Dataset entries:
-------------------------
PR #20, opened 2018-03-27
[WIP] Add symbol table

aherlihy:
So this is a work in progress, but I figured I could go through what I've done so far and you could let me know if anything doesn't make sense. Apologies for the huge PR but it touches pretty much everything.

First thing, if you haven't already, it would be good to read up on symbol tables. The [wikipedia page](https://en.wikipedia.org/wiki/Symbol_table) is (surprisingly) good, but if you want something more in-depth, I highly recommend [this series of blog posts](https://eli.thegreenplace.net/2010/09/18/python-internals-symbol-tables-part-1). It's about how Python handles symbols internally, which is quite similar to what I'm doing but with a bit more complexity.

Basically, symbols are anything that is not a literal. So any variables, function calls, constructors, built-in methods, etc. Scope is just a data structure for keeping track of these symbols. Scope and namespaces are basically the same thing. 

I would recommend reading the code (especially the comments!) first, then this wall of text. Here I'm going to try to explain the reasoning behind the changes or various TODOs. Please comment with questions!

The changes can be summarized as:

1. `./grammars/ECMAScript.g4`: Remove all the BSON/JS constructors from the grammar. So now all of the BSON/JS constructors are going to be handled as if they were a function call. Why?
   - All type constructors are technically functions, so we should handle them like functions. This also means that if down the line we want to expand our language so that users can define their own classes, variables, or functions, it will be handled _exactly the same_ as the built-in types.
   - There are a *lot* of different built-in methods for each BSON class, and if we had a specific visitor function for each one our visitor code would get really long and complicated. There are special cases, namely when we want to execute the JS code, which are still handled by functions. These are now called `emit<Type>` instead of `visit<Node>` because it's not visiting a specific node anymore.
-------------------------
> _WHAT YOU NEED TO DO_: Your task is to retype the entries verbatim, starting with the line that holds "I would recommend" and stopping after the line that holds "The changes can".

> _THE ANSWER_:
I would recommend reading the code (especially the comments!) first, then this wall of text. Here I'm going to try to explain the reasoning behind the changes or various TODOs. Please comment with questions!

The changes can be summarized as:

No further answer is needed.